Every record below should be printed exactly as given.

Collected data:
====

Issue #4593, opened 2025-11-25
[Proposal] SRT: short streamid format


artem-smorodin-dacast:
I would like to suggest making it possible to use a short format for streamid, for example `srt://127.0.0.1:10808?streamid=testkey`, which would correspond to `srt://127.0.0.1:10808?streamid=#!::r=DEFAULT_APP/testkey,m=publish`

This would allow SRS users to use a shorter, simpler, and more attractive streamid format, which would ultimately be easier for end users to understand and remember.

To make this possible, we could add a default_mode option (with default = publish) and modify streamid parser so that if streamid does not start with `#!::`, we could consider its content as a stream key.

@winlinvip  Please share your thoughts. If you agree, I will send PR with these changes.

winlinvip:
Does it follow any standard of SRT? Is it compatible with FFmpeg and SRT tools?

artem-smorodin-dacast:
Yes, it is compatible because you can actually pass any string there. It is also compatible with ffmpeg and srt tools for the same reason. Each media server actually implements its own format. For example

mediamtx - `?streamid=publish:{streamkey}`
ovenmediaengine - `?streamid={vhost}/{app}/{streamkey}`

====

▶ [Task output]
Issue #4593, opened 2025-11-25
[Proposal] SRT: short streamid format


artem-smorodin-dacast:
I would like to suggest making it possible to use a short format for streamid, for example `srt://127.0.0.1:10808?streamid=testkey`, which would correspond to `srt://127.0.0.1:10808?streamid=#!::r=DEFAULT_APP/testkey,m=publish`

This would allow SRS users to use a shorter, simpler, and more attractive streamid format, which would ultimately be easier for end users to understand and remember.

To make this possible, we could add a default_mode option (with default = publish) and modify streamid parser so that if streamid does not start with `#!::`, we could consider its content as a stream key.

@winlinvip  Please share your thoughts. If you agree, I will send PR with these changes.

winlinvip:
Does it follow any standard of SRT? Is it compatible with FFmpeg and SRT tools?

artem-smorodin-dacast:
Yes, it is compatible because you can actually pass any string there. It is also compatible with ffmpeg and srt tools for the same reason. Each media server actually implements its own format. For example

mediamtx - `?streamid=publish:{streamkey}`
ovenmediaengine - `?streamid={vhost}/{app}/{streamkey}`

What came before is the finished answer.